> Data provided:
PR #5311, opened 2018-10-10
[READY] difficulty verification on NoProof

winsvega:


test/tools/jsontests/BlockChainTests.cpp
```diff
@@ -771,12 +774,13 @@ void overwriteUncleHeaderForTest(mObject& uncleHeaderObj, TestBlock& uncle, std:
     BlockHeader uncleHeader;
     if (uncleHeaderObj.count("populateFromBlock"))
     {
-        uncleHeader.setTimestamp(time(0));
         size_t number = (size_t)toU256(uncleHeaderObj.at("populateFromBlock"));
         uncleHeaderObj.erase("populateFromBlock");
         if (number < importedBlocks.size())
         {
+            uncleHeader.setTimestamp(importedBlocks.at(number).blockHeader().timestamp() + 1);
```
gumb0: maybe `max(utcTime(), importedBlocks.at(number).blockHeader().timestamp() + 1)` could be closer to real world somehow (more similar to Ethash mining)

gumb0: Well `sleep_for` can't guarantee to sleep for exactly 1 second

PR #5314, opened 2018-10-12
Fix BLOCKHASH cost in Constantinople

gumb0:
Fixes https://github.com/ethereum/aleth/issues/5313


gumb0:
@winsvega Please help with updating tests here.

These needs to be regenerated: https://gist.github.com/holiman/0a9a057c90079b70a47d7f248a8fb75a#gistcomment-2730618

PR #5316, opened 2018-10-15
Constantinople SSTORE refund fix

chfast:
cc @sorpaas.

There are 2 commits: the first one cleans up some code to make the fix in the second commit more obvious.

### DIFF
--- a/libevm/ExtVMFace.h
+++ b/libevm/ExtVMFace.h
@@ -90,7 +90,7 @@ struct SubState
 {
     std::set<Address> suicides;  ///< Any accounts that have suicided.
     LogEntries logs;             ///< Any logs.
-    u256 refunds;                ///< Refund counter for storage changes.
+    int64_t refunds = 0;         ///< Refund counter for storage changes.
 
     SubState& operator+=(SubState const& _s)
     {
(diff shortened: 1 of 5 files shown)


libevm/ExtVMFace.h
```diff
@@ -90,7 +90,7 @@ struct SubState
 {
     std::set<Address> suicides;  ///< Any accounts that have suicided.
     LogEntries logs;             ///< Any logs.
-    u256 refunds;                ///< Refund counter for storage changes.
+    int64_t refunds = 0;         ///< Refund counter for storage changes.
```
gumb0: Wouldn't it be safer to use signed bigint?

chfast: Yes, but if 63 bits are not enough I'd like to constructs a test for this case.

sorpaas: Yeah. For this counter, geth uses `u64`, and parity uses `i128` (which is basically signed `u64`). If we make every opcode give maximum amount of refund as we currently have, it would still take decades of execution for that to ever overflow.

chfast: Thanks for clarification @sorpaas.

PR #5317, opened 2018-10-15
evm: Change Executive::m_gas to int64_t

chfast:


libethereum/Executive.h
```diff
@@ -200,7 +200,11 @@ class Executive
     unsigned m_depth = 0;				///< The context's call-depth.
     TransactionException m_excepted = TransactionException::None;	///< Details if the VM's execution resulted in an exception.
     int64_t m_baseGasRequired;			///< The base amount of gas requried for executing this transaction.
-    u256 m_gas = 0;						///< The gas for EVM code execution. Initial amount before go() execution, final amount after go() execution.
+
+    /// The amount of gas for EVM execution.
+    ///
+    /// Initial amount before go() execution, the amount of gas left after go() execution.
+    int64_t m_gas = 0;
```
gumb0: So what is the advantage of using signed instead of unsigned here?

chfast: https://github.com/isocpp/CppCoreGuidelines/blob/master/CppCoreGuidelines.md#es102-use-signed-types-for-arithmetic

gumb0:
Some SSTORE tests need updating

PR #5322, opened 2018-10-16
ethash: Optimize difficulty to boundary implementation

chfast:


libethashseal/Ethash.h
```diff
@@ -69,7 +69,13 @@ class Ethash: public SealEngineBase
     static h256 seedHash(BlockHeader const& _bi);
     static Nonce nonce(BlockHeader const& _bi) { return _bi.seal<Nonce>(NonceField); }
     static h256 mixHash(BlockHeader const& _bi) { return _bi.seal<h256>(MixHashField); }
-    static h256 boundary(BlockHeader const& _bi) { auto d = _bi.difficulty(); return d ? (h256)u256((bigint(1) << 256) / d) : h256(); }
+
+    static h256 boundary(BlockHeader const& _bi)
+    {
+        const auto& d = _bi.difficulty();
```
gumb0: `auto const&`

libethashseal/Ethash.h
```diff
@@ -69,7 +69,13 @@ class Ethash: public SealEngineBase
...
+        return d > 1 ? h256{u256((u512(1) << 256) / d)} : ~h256{};
```
gumb0: It returned 0 before for d == 0, now it returns `ff...ff`, is this correct?

gumb0: Maybe make a `constexpr` constant out of `~h256{}`

chfast: > Maybe make a `constexpr` constant out of `~h256{}`

How? We don't have any `constexpr` support in `h256`.

gumb0: Could be just const then.

chfast: You mean `const h256 maxBoundary = ~h256{}`?

gumb0: Yes. Then it's guaranteed not to calculate negation each time.

PR #5325, opened 2018-10-18
Upgrade EVMC to version 6.0.0

chfast:
Upgrades the EVMC to version 6.0.0.


chfast:
I know there is `const` misplacement and I'll fix it. Any other comments?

> Work request: Scan the listing above. Collect all lines with the word "after".

> Exercise output:
-    u256 m_gas = 0;						///< The gas for EVM code execution. Initial amount before go() execution, final amount after go() execution.
+    /// Initial amount before go() execution, the amount of gas left after go() execution.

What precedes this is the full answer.